Step 4. Choose ways you’re going to increase your daily step count. Adding a daily walk is a great idea. A walk of 20 minutes at a moderate pace is about 2,000 steps. (2,000 steps = 1 mile.) You can also break that up into two shorter walks. Walking a dog is a great way to get more steps in. Along with the many other benefits of owning a dog, research shows that dog owners walk an average of 2,760 more steps per day than people who don’t own dogs. If you don’t want your own dog, you can volunteer to walk dogs at a local animal shelter.

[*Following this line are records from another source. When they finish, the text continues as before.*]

PR #252, opened 2021-05-20
Clipping and Raster Overlay Refactor

nithinp7:
Partially solves: https://github.com/CesiumGS/cesium-unreal/issues/47

The cesium-unreal side to this change: https://github.com/CesiumGS/cesium-unreal/pull/446

Significant Changes:
* A `RasterizedPolygonsOverlay` with multiple `CartographicSelection`s can now be added to the tileset and it will be turned into rasterized textures on the tile gltfs. Currently only works for tiles with bounding regions. This is most directly applicable for visually culling out selected regions with an opacity mask, but it can be used for any type of masking-based shader behavior (e.g., custom water masks).
* There is now only one texture generated per geometry tile per overlay layer. To do this, all needed textures within a geometry tile are blitted together into a single texture.
* `RasterOverlay`s can be given names, so now each geometry tile receives a single named texture corresponding to each overlay.


Cesium3DTiles/src/Tileset.cpp
```diff
@@ -1143,6 +1147,127 @@ static void markTileAndChildrenNonRendered(
...
+ * @brief Returns whether the tile is completely clipped out by a clipping
+ * polygon.
+ *
+ * @param boundingVolume The bounding volume of the tile.
+ * @param cartographicSelections The list of clipping selections to check.
+ * @return Whether the tile is completely clipped out by a clipping polygon.
+ */
+static bool isCompletelyClipped(
+    const BoundingVolume& boundingVolume,
+    const std::vector<CartographicSelection>& cartographicSelections) {
```
kring, line 1160: This function is expensive to run for every tile every frame, especially with a complicated polygon. We should be able to optimize it by adding quick accept/reject checks. For example, if a tile's bounding region is entirely disjoint with the polygon's bounding region, there's no need to check every triangle in the polygon.

kring (commented):
This looks good @nithinp7! I have some small comments below, but also a bigger one that will need some discussion...

I think there's a _lot_ of overlap between the RasteOverlay system and this new CartographicSelection system, and we should figure out how to combine them if we can.

Fundamentally, the RasterOverlay system is a way to map textures onto tilesets. It does so in a level-of-detail aware fashion; it's not just one texture, but a pyramid of textures that are mapped onto the tileset in a sensible way.

Currently, RasterOverlay tiles are images downloaded from the network, but that need not be true. Overlay tiles can be generated on demand, and we already have examples of that in CesiumJS (cesium-native's RasterOverlays are very similar to CesiumJS's ImageryProviders).

Currently, RasterOverlay tiles are arranged in a quadtree in some projection, but that need not be true either. To improve the flexibility here, we only need to make `RasterOverlayTileProvider::mapRasterTilesToGeometryTile` virtual and move the current implementation into a `QuadtreeRasterOverlayTileProvider` subclass.

Currently, RasterOverlays are alpha blended on top of each other, but that also need not be true. A Material on the Unreal side could blend two raster overlays together while using a third as a water mask and a fourth as an opacity mask. At that point the name `RasterOverlay` might be misleading. Maybe these are `RasterLayers`?

In this hypothetical design, the "culling polygon" might be separate from the raster layers entirely, but supplied from the same source on the Unreal side.

What do you think?

kring:
Specifying clipping as a raster overlay would also allow us to easily provide different ways of specifying the clipping polygon. For example, it could be pre-rasterized tiles from the network. Or it could be a polygon in a GeoJSON file.

kring:
I'm going to try to flesh out the idea above a bit more...

A raster overlay in Cesium for Unreal is an ActorComponent that is attached to a Tileset. It effectively attaches (multiple?) color textures to each geometry tile. Our standard overlay material then alpha blends these together in a top-down manner.

The idea presented here is to extend this system to mapping arbitrary, named textures to geometry tiles, which can then be used as inputs to a Material to be used however the user wishes. Raster overlays are polymorphic (the Strategy pattern if you're into that sort of thing), allowing the actual texture data to come from anywhere you like. It can be downloaded from the network or rasterized from a polygon, for example.

To get to this point, where the raster overlay system can replace the `CartographicSelection` in this PR, we need to do a bunch of things:

1. Add a `name` property to `RasterOverlay`. This will be the name of the texture parameter given to the Tileset's Material.
2. Create a new `QuadtreeRasterOverlayTileProvider` derived from `RasterOverlayTileProvider`. Move the implementation of `mapRasterTilesToGeometryTile` that is currently in `RasterOverlayTileProvider` to `QuadtreeRasterOverlayTileProvider` and make that method pure virtual in `RasterOverlayTileProvider`. Move all the quadtree and tiling scheme related stuff to the quadtree class as well. Change all existing overlay classes to derived from `QuadtreeRasterOverlayTileProvider` instead.
3. Introduce new `RasterOverlay`- and `CesiumRasterOverlay`- derived classes representing a rasterized polygon. Maybe `RasterizedPolygonOverlay`. This replaces the CartographicSelection. The `mapRasterTilesToGeometryTile` implementation in `RasterizedPolygonOverlay` will simply create a new RasterOverlayTile by rendering the polygon into the provided GlobeRectangle of the geometry tile.
4. Deal with mismatched projections leading to multiple overlay tiles being mapped to a single geometry tile. More on this below.

Steps 1-3 are pretty straightforward. Step 4 is more complicated.

When raster overlay tiles have an inherent projection/tiling (like Bing overlays, and unlike `RasterizedPolygonOverlay`), there is no guarantee that the raster tiles are aligned with the geometry tiles. That is why a single Cesium World Terrain tile has up to three Bing tiles attached to it. This is a hassle to deal with in the material: lots of duplication of nodes, and how many textures do we need for a particular overlay anyway? and what do we name them? It also burns through texture units, which are a precious resource.

One way I can think of to deal with this is to force the `RasterOverlayTileProvider` to create exactly one texture per geometry tile. In the case of something like Bing, we could do this by creating a texture large enough to hold all the Bing pixels mapped to the geometry tile and then blitting the pixels from multiple Bing tiles into it. Such a texture would have the same width (west-east) as a single Bing tile, but would have up to double the height (south-north). If we want to stick to power of two texture sizes, it would have exactly double the height. In the worst-case scenario, this doubles the amount of texture memory required by overlays. In reality it won't be that bad, though. And it will use far fewer texture units. I'd like to claim rendering performance will be better, but I'm not certain that's true. I don't think it will be any worse, at least.

We should measure the impact on our texture memory usage before we get too far. If it's deemed unacceptable, the only other alternative I can think of is to simply expose the multiple overlay tiles as multiple named textures (e.g. Bing0, Bing1, Bing2) and force the Material to deal with it.

Speaking of Materials, though, I think we're getting to the point - whether we implement the plan described here to stick with the CartographicSelection system - where we need to decide what to do about Materials. The fundamental question, I think, is this: is it acceptable to require users to build a Material for their tileset themselves?

One sensible answer to that is that a simple unadorned tileset should work out of the box with a default material that we supply. But as soon as you add overlays, you need to create a material for it. We can use the Quick Add to help with this. For example, adding Cesium World Terrain + Bing would also add a Material suitable for rendering the Bing overlays on the tileset. And we can provide template Materials or even UI help to create a material for clipping, adding water, etc.

We should look into [Layered Materials](https://docs.unrealengine.com/4.26/en-US/RenderingAndGraphics/Materials/LayeredMaterials/) and [Material Layers](https://docs.unrealengine.com/4.26/en-US/RenderingAndGraphics/Materials/MaterialLayers/) (yes those are different things) to see if they can help us make this easier for our users.

I'm sure that doesn't answer all the questions, but hopefully it's a start. Let me know what doesn't make sense!

kring:
> The reason I changed it to a standalone actor was so that multiple tilesets could use the same polygon selection, which is super useful.

I have to admit it's not very obvious to me what that's useful for. Can you elaborate? There might be a way to work it in if necessary.

kring:
Depending on how common we expect this to be, a reasonable workaround might be to copy/paste the component from one Tileset to another.

baothientran:
@nithinp7 after the refactoring, can you also add unit tests for this feature? the reason is that I want cesium-native to move forward with 1.0, so if there are any refactors along the way, it's really helpful that we don't break the existing features

nithinp7:
@kring I did a solid amount of refactoring to attempt consolidating the cartographic selection system with the raster overlay system. It's still not done yet, it needs a new type of raster mapped to geometry type for rasterized polygons. Can you review the changes from the last 4 commits in particular? The rasterized polygons aren't working through the overlay system just yet, but I am paranoid I may have messed things up in the existing overlay system. Nothing seems to be broken but I would like a second pair of eyes on this to reaffirm my sanity here. 

All these changes seemed to be necessary for the consolidation but I could totally be convinced to backtrack and approach things differently. 

@baothientran If you have time to look at the last 4 commits as well, please let me know if you agree with the architectural changes.

Cesium3DTiles/include/Cesium3DTiles/CartographicSelection.h
```diff
@@ -0,0 +1,97 @@
...
+    return this->_targetTextureName;
+  }
+
+  /**
+   * @brief Returns the longitude-latitude vertices in WGS84 that define the
+   * perimeter of the selected polygon.
+   *
+   * @return The perimeter vertices in WGS84 longitude-latitude.
+   */
+  constexpr const std::vector<glm::dvec2>& getVertices() const {
```
baothientran, line 53: I maybe wrong on this one, but I think `constexpr` doesn't have effect for this class because up to C++17, std::string and std::vector can't be constructed at compile time. C++20 will allow them, but I haven't had any luck to find the compilers that can init the string at compile time (something like `constexpr std::string s = "Hello World"`, this can only be done with `std::string_view` at the moment). So `CartographicSelection` can't be constructed at compile time

baothientran:
@nithinp7 I haven't looked deep into the code yet, but I like where this is headed. I will review carefully tomorrow and will test it out to make sure nothing break

Cesium3DTiles/include/Cesium3DTiles/RasterOverlayTileProvider.h
```diff
@@ -198,75 +186,25 @@ class CESIUM3DTILES_API RasterOverlayTileProvider {
...
    * @brief Returns the {@link RasterOverlayTile} with the given ID, creating it
    * if necessary.
    *
-   * @param id The {@link CesiumGeometry::QuadtreeTileID} of the tile to obtain.
+   * @param id The {@link TileID} of the tile to obtain.
    * @return The tile.
    */
   CesiumUtility::IntrusivePointer<RasterOverlayTile>
-  getTile(const CesiumGeometry::QuadtreeTileID& id);
+  getTile(const TileID& id, const CesiumGeometry::Rectangle& imageryRectangle);
```
kring, line 197: I don't think this method is needed in the base class. This implementation should be moved to the `QuadtreeRasterOverlayTileProvider`, and `RasterizedPolygonsOverlay` can just create a new tile every time without the awkward use of an incremented int as an ID.

kring: Same with `getTileWithoutCreating` below.

Cesium3DTiles/src/QuadtreeRasterMappedTo3DTile.cpp
```diff
@@ -0,0 +1,154 @@
...
+namespace Cesium3DTiles {
+
+QuadtreeRasterMappedTo3DTile::QuadtreeRasterMappedTo3DTile(
+    const CesiumUtility::IntrusivePointer<RasterOverlayTile>& pRasterTile,
+    const CesiumGeometry::Rectangle& textureCoordinateRectangle)
+    : RasterMappedTo3DTile(pRasterTile, textureCoordinateRectangle) {}
+
+RasterMappedTo3DTile::MoreDetailAvailable
+QuadtreeRasterMappedTo3DTile::update(Tile& tile) noexcept {
+  if (this->getState() == AttachmentState::Attached) {
```
kring, line 17: This method appears closely tied to a quadtree at first glance, but really the only reason it uses the quadtree is to be able to find the raster tile's parent, grandparent, etc. What if `RasterOverlayTile` simply had a pointer to its parent, the way that `Tile` does? Could we get rid of `QuadtreeRasterMappedTo3DTile`, make `RasterMappedTo3DTile` non-polymorphic, and no longer allocate it on the heap?

Cesium3DTiles/include/Cesium3DTiles/RasterOverlayTileProvider.h
```diff
@@ -278,18 +216,26 @@ class CESIUM3DTILES_API RasterOverlayTileProvider {
...
 
   /** @copydoc mapRasterTilesToGeometryTile */
-  void mapRasterTilesToGeometryTile(
+  virtual void mapRasterTilesToGeometryTile(
       const CesiumGeometry::Rectangle& geometryRectangle,
       double targetGeometricError,
-      std::vector<RasterMappedTo3DTile>& outputRasterTiles,
-      std::optional<size_t> outputIndex = std::nullopt);
+      std::vector<std::unique_ptr<RasterMappedTo3DTile>>& outputRasterTiles,
+      std::optional<size_t> outputIndex = std::nullopt) = 0;
```
kring, line 230: I don't think this one needs to be part of the `RasterOverlayTileProvider` interface, because it's never used externally.

Cesium3DTiles/src/RasterizedPolygonsOverlay.cpp
```diff
@@ -0,0 +1,214 @@
...
+  }
+
+  virtual bool
+  hasMoreDetailsAvailable(const TileID& /*tileID*/) const override {
+    return false; // always true or always false??
+  }
+
+  virtual CesiumAsync::Future<LoadedRasterOverlayImage>
+  loadTileImage(const TileID& tileID) override {
+    CesiumUtility::IntrusivePointer<RasterOverlayTile> pTile =
```
kring, line 161: `loadTileImage` will be called from the main/game thread. So you probably should use `thenInWorkerThread` to rasterize the polygon in a worker.

Cesium3DTiles/src/Tile.cpp
```diff
@@ -104,21 +107,138 @@ bool Tile::isRenderable() const noexcept {
...
+            return rasterTile != nullptr &&
+                   rasterTile->getReadyTile() != nullptr;
           });
     }
   }
 
   return false;
 }
 
+static void applyCustomMasks(
```
kring, line 120: Is this part of the old implementation and is going away? If not, I don't understand what purpose it serves. Which may just mean I need to look at it closer.

kring (commented):
Yeah, I like where this is headed, too! I just have a few suggestions and questions below.

Cesium3DTiles/src/Tile.cpp
nithinp7: Yup this part will go away!

Cesium3DTiles/src/TileID.cpp
```diff
@@ -40,4 +42,58 @@ TileIdUtilities::createTileIdString(const TileID& tileId) {
...
+/*static*/ std::optional<TileID>
+TileIdUtilities::getParentTileID(const TileID& tileId) {
+  struct Operation {
+
+    std::optional<TileID> operator()(const uint32_t& /*id*/) {
+      return std::nullopt;
+    }
+
+    std::optional<TileID> operator()(const std::string& /*url*/) {
+      return std::nullopt;
```
baothientran, line 54: this feels somehow awkward as one would expect this method to return the url of the parent

baothientran (commented):
I still need to review more, but this first round, this looks good to me. The only problem which is outside of this PR is the way we communicate between Unreal and Cesium-Native through the gltf extra system, which can accidentally introduce breaking changes if we change the name of the extra attributes.

Cesium3DTiles/src/RasterizedPolygonsOverlay.cpp
```diff
@@ -0,0 +1,222 @@
...
+  // calculations should be normalized to the first vertex)
+  for (const CartographicSelection& selection : cartographicSelections) {
+
+    if (selection.getTargetTextureName() != textureTargetName) {
+      continue;
+    }
+
+    const std::vector<glm::dvec2>& vertices = selection.getVertices();
+    const std::vector<uint32_t>& indices = selection.getIndices();
+    for (size_t triangle = 0; triangle < indices.size() / 3; ++triangle) {
```
baothientran, line 45: this looks like it tries to rasterize all the triangles in the CartographicSelection; however, there is a good chance that majority of the triangles are outside the bound of the tile and needs not to be rasterized.

Cesium3DTiles/src/RasterizedPolygonsOverlay.cpp
```diff
@@ -0,0 +1,222 @@
...
+      const glm::dvec2& c = vertices[indices[3 * triangle + 2]];
+
+      glm::dvec2 ab = b - a;
+      glm::dvec2 ab_perp(-ab.y, ab.x);
+      glm::dvec2 bc = c - b;
+      glm::dvec2 bc_perp(-bc.y, bc.x);
+      glm::dvec2 ca = a - c;
+      glm::dvec2 ca_perp(-ca.y, ca.x);
+
+      for (size_t j = 0; j < 256; ++j) {
```
baothientran, line 57: I think it doesn't need to run 256x256 for most of the triangles. Another optimization I can think of is to calculate the intersection between the scan line and and the triangle, then determine which the range of the pixels that need to be rasterized. You can also calculate the vertical range of the pixels that the triangle covers to rasterize instead of rasterizing all row pixels
```
                                              O
                                           O    O
     rasterize this pixel ->  O         O <- to this pixel
                                       OOOOOOO
```

Cesium3DTiles/src/RasterizedPolygonsOverlay.cpp
baothientran: Another thing is if you can determine that the tile is completely bound by a triangle, it can return early with white image instead of doing any rasterization

Cesium3DTiles/src/RasterizedPolygonsOverlay.cpp
```diff
@@ -0,0 +1,222 @@
...
+#include <memory>
+#include <string>
+
+namespace Cesium3DTiles {
+namespace {
+void rasterizePolygons(
+    CesiumGltf::ImageCesium& image,
+    const CesiumGeospatial::GlobeRectangle& rectangle,
+    const std::string& textureTargetName,
+    const std::vector<CartographicSelection>& cartographicSelections) {
```
baothientran, line 19: Since cartographicSelections is just a 2D polygon, I think maybe rasterize whole polygon is more efficient than triangles, but I'm not sure on that. But in case you need to try, the algorithm for 2D polygon rasterization is here http://alienryderflex.com/polygon_fill/

Cesium3DTiles/src/RasterizedPolygonsOverlay.cpp
baothientran: the 2D line and triangle intersection hopefully should be fast since the line is also a parallel line

nithinp7:
@baothientran @kring Can you guys have another look? Particularly at `RastersMappedTo3DTile`, it's still a bit crashy currently due to multithreading-related issues. Please let me know any architectural concerns as well. The latest commit of: https://github.com/CesiumGS/cesium-unreal/pull/446 can be used with this.

kring:
I've done some work on this in the https://github.com/CesiumGS/cesium-native/tree/clipping-2.5d-kring branch (will PR it back here soon). It's not too crashy (though it's not extensively tested), and I think the architecture is inching closer, but there are quite a few outstanding issues:

* [ ] A combined texture my have a rectangle that is slightly bigger than the geometry tile's bounding region, in order to avoid resampling image pixels or changing their size. So we need to account for that when sampling the texture (e.g. with a small translation)
* [ ] Handling missing / failed quadtree tiles. Currently if any quadtree tile fails, it causes the entire geometry tile to fail. Instead, we should fill just that one quadtree tile with an ancestor image. Unless _all_ the quadtree tiles fail, that is.
* [ ] Caching of quadtree tiles is questionable. Previously, raster tile lifetime was controlled by counting references in geometry tiles, which worked pretty well. But now quadtree tiles will be unloaded the moment no geometry tiles are actively loading them. Quadtree tiles probably need their own LRU cache.
* [ ] I haven't really tried the actual _clipping_ functionality in awhile 😬
* probably lots more

javagl:
I did a short review, _solely on the code level_, based on the https://github.com/CesiumGS/cesium-native/tree/clipping-2.5d-kring branch (this is not part of this PR yet - otherwise, I'd have left some of these points as inlined comments).

- I'll keep pointing to 
  https://github.com/isocpp/CppCoreGuidelines/blob/master/CppCoreGuidelines.md#i23-keep-the-number-of-function-arguments-low
  until I notice that PRs are making things *better* in that regard.

- Can any of the coordinates be greater than 3*PI here?
  https://github.com/CesiumGS/cesium-native/compare/clipping-2.5d-kring#diff-0b071d4189d9f4f18995dffd854354ceec20eb082346feb7147d3c49ba22c180R34
  (I don't know that, because none of the functions there has doxygen comments)
  If so, use `while` or `%`, or best: call some `clamp` function...
  Such a `clamp` function could probably also be used at
  https://github.com/CesiumGS/cesium-native/compare/clipping-2.5d-kring#diff-0b071d4189d9f4f18995dffd854354ceec20eb082346feb7147d3c49ba22c180R76
  https://github.com/CesiumGS/cesium-native/compare/clipping-2.5d-kring#diff-0b071d4189d9f4f18995dffd854354ceec20eb082346feb7147d3c49ba22c180R89
  (When the same `// One-line-comment` appears several times, then one should consider this...)

- The functions like `triangulatePolygon` etc. should also be in an anonymous namespace, IMHO

- The whole "normalization" of the polygon should be pulled out into a function, MAYBE it could then be re-used at 
  https://github.com/CesiumGS/cesium-native/compare/clipping-2.5d-kring#diff-6ef66d1406761bdc178e04328c6c5a6dc5823bad9f49bf0964e9cb8c5ad3af5aR71
  (but am not sure, just started reading)

- I'm *very* much **not** a fan of `protected` for variables (list of reasons can be given upon request)
  https://github.com/CesiumGS/cesium-native/compare/clipping-2.5d-kring#diff-8672c91315c97e190a4730b7bf9f2c9f39360c86cf6e1545f75cdd251eaea016R351

- When I see code like 
  https://github.com/CesiumGS/cesium-native/compare/clipping-2.5d-kring#diff-27f8e75f6d33fc51120654b848fb218a08c58b7d76f2db72d2cde3a4c66d9912R529
  I sometimes apply a "code-Blink-Comparator" (see https://en.wikipedia.org/wiki/Blink_comparator ) :
  BlinkComparator

- I'm pretty sure that the "subset" should not be part of the signature. 
  https://github.com/CesiumGS/cesium-native/compare/clipping-2.5d-kring#diff-27f8e75f6d33fc51120654b848fb218a08c58b7d76f2db72d2cde3a4c66d9912R516
  Imagine a function like 
  ```
  void updateValue(float value, bool reallyUpdate) {
    if (reallyUpdate) this->value = value;
  }
  ```
  This is a function for blitting images, it should NOT know anything related to ~"missing ancestor tiles" or whatnot. How should this be covered in a unit test? Computing the right source rectangle is in the responsibility of the caller.

- The fact that the `vector projections` was consistently changed to `unordered_set projections` is a bit surprising. I think it could make sense to let it be a set when *collecting* them, but in order to have a predictable order when they are processed, I think the container should have a predictable iteration order, because the order (e.g. for blitting and such) *might* be relevant under certain conditions. (Despearately waiting for `std::ranges::common_range` AKA `java.lang.Iterable`...)

- I'm pretty sure this
  https://github.com/CesiumGS/cesium-native/compare/clipping-2.5d-kring#diff-27f8e75f6d33fc51120654b848fb218a08c58b7d76f2db72d2cde3a4c66d9912R118
  should just be `intersection = intersect(geometryRectangle, imageryRectangle);` (Isn't there already an `intersect` function? If not, it should be created...)
  
A more high-level comment about asynchronicity will become a "discussion" issue....

kring:
Thanks Marco, I've addressed some of that in https://github.com/CesiumGS/cesium-native/commit/d689e3811d7a77c96366c4127074484347c18bed. Some of it I can't quite tell what you're referring to without the links working.

> I'm pretty sure that the "subset" should not be part of the signature.

Assuming you're referring to `blitImage`, there's no escaping having a subset parameter. `sourceRectangle` defines the extent of the entire `source`. `sourceSubset` defines the part of the source that should be copied to the target. Without both rectangles, we couldn't determine which pixels to copy.

javagl:
Yes, sorry. I thought that it was possible to directly link to changes in a comparison view, but obviously, this only refers to actual PRs.

The points that seem not to be covered in the cleanup commit:

- The static functions in https://github.com/CesiumGS/cesium-native/blob/d689e3811d7a77c96366c4127074484347c18bed/Cesium3DTiles/src/CartographicSelection.cpp should be in an anonymous namespace, and the comment `// check if the difference crosses the antipole` appears three times (that's where I thought that it should be solved with some sort of `clamp` or `wrap` function).

- The same file contains the part that does the [polygon normalization](https://github.com/CesiumGS/cesium-native/blob/d689e3811d7a77c96366c4127074484347c18bed/Cesium3DTiles/src/CartographicSelection.cpp#L25), and I think that what is done there could(!) be so similar to what is done at https://github.com/CesiumGS/cesium-native/blob/0c6c1a7a5ba016964514166ca3346a23b02d7e82/Cesium3DTiles/src/RasterizedPolygonsOverlay.cpp#L70 that an own `normalizePolygon` method may make sense

- Regarding the `subset`: Yes, I'm talking about the last parameter of [`QuadtreeRasterOverlayTileProvider::blitImage`](https://github.com/CesiumGS/cesium-native/blob/3620b4d835b29446616ecbe725cebe65f57611e7/Cesium3DTiles/src/QuadtreeRasterOverlayTileProvider.cpp#L560). 
 The function is called as
  `blitImage(target, targetRectangle, source, sourceRectangle, sourceSubset);`
  and the first thing that it does is to compute
  `Rectangle sourceToCopy = sourceSubset.value_or(sourceRectangle);`
  I don't see a reason why it should not be possible to call it as
  `blitImage(target, targetRectangle, source, sourceRectangle);`
  and omit the last parameter by setting `sourceRectangle = sourceSubset.value_or(sourceRectangle)` (and the same for `target`).    
  But alternatively, you can try to add a doxygen comment for `subset`, I'm curious what this would say...

- The last comment iirc referred to https://github.com/CesiumGS/cesium-native/blob/d689e3811d7a77c96366c4127074484347c18bed/Cesium3DTiles/src/QuadtreeRasterOverlayTileProvider.cpp#L118 : It *does* call `intersect`, but ... if there is none, it computes ... ~"some other sort of intersection(?)". This should have a name.

kring:
Thanks. I haven't looked closely at the `CartographicSelection` or `RasterizedPolygonsOverlay` code yet, but will definitely consider your feedback on those when I do.

> and omit the last parameter by setting sourceRectangle = sourceSubset.value_or(sourceRectangle) (and the same for target).

The sourceRectangle is also passed to `computePixelRectangle`. It needs to be the original one that defines the total source image rectangle, not the subset. What you're proposing wouldn't work at all.

> it does call intersect, but ... if there is none, it computes ... ~"some other sort of intersection(?)". This should have a name.

It's stretching the base layer imagery over the entire globe, as the comment above it says. This was ported from CesiumJS but is a little incomplete (and hence the code is admittedly a little weird) at the moment because we only support one raster overlay.

javagl:
> It needs to be the original one that defines the total source image rectangle, not the subset. 

Maybe I misunderstood the documentation of `computePixelRectangle` and its parameters. But it appears to do two things at once: 

1. Computing the "relative amount" ot the total rectangle that is covered with the part rectangle
2. Mapping that "relative amount" to the actual image pixel rectangle

I'd probably separate that, as in 

1. A function like `computeRelativePositionIn` that computes the relative position of one rectangle inside another, and returns a rectangle that contains values in [(0,0), (1,1)] (aka texture coordinates)
2. A function like `mapToPixels` that receives the size of the size of the image, and returns the pixels that are covered with the "texture coordinates" of a given rectangle

because these could be useful, generic building blocks (maybe in the `Rectangle` class), so that the implementation of `computePixelRectangle` could just be
```
PixelRectangle computePixelRectangle(
    const ImageCesium& image,
    const Rectangle& totalRectangle,
    const Rectangle& partRectangle) {
    return partRectangle.computeRelativePositionIn(totalRectangle).mapToPixels(image.size);
}
```
But that's probably not worth changing for now. If the current solution works, then this is fine, and there are certainly more important tasks.

nithinp7:
I was investigating the cause of [this issue(https://github.com/CesiumGS/cesium-unreal/pull/608#issuecomment-908409205) (pointed out by @javagl). The only lead I have so far is that, when deleting a raster overlay, the `~RasterOverlayTile()` destructor does not get called for any raster tiles except for a single placeholder tile that has no tile provider. For comparison, in main my breakpoint in the destructor gets hit plenty of times for valid tiles, and so the freeRaster() is called as expected.

nithinp7:
@kring My understanding is that these changes are included in #326 and/or #325. So I'll close this without merge, please reopen if this is incorrect.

There are also many “little” ways to increase your step count—and they add up:

  • Walk while talking on your phone.
  • Instead of driving, walk to a destination, like a store.
  • If you drive, park farther away from your destination and walk the rest of the way.
  • In a parking lot, park the farthest distance from the entrance.
  • Avoid drive-throughs—get out of your car and walk inside.
  • Empty wastebaskets every day.

Get social support

Walking with a family member or friend is a wonderful way to help motivate yourself to achieve your daily step goal. Similarly, devices such as Fitbit allow you to make friends or join a like-minded group on the Fitbit platform and report your daily steps. People who do so take about 700 more steps a day than people who don’t. Similar apps include and There are also online walking communities on Facebook and other social media, such as the Pacer Pedometer and Walker Tracker pages on Facebook.

If you enjoy walking alone, try listening to your favorite music, podcast, or audiobook.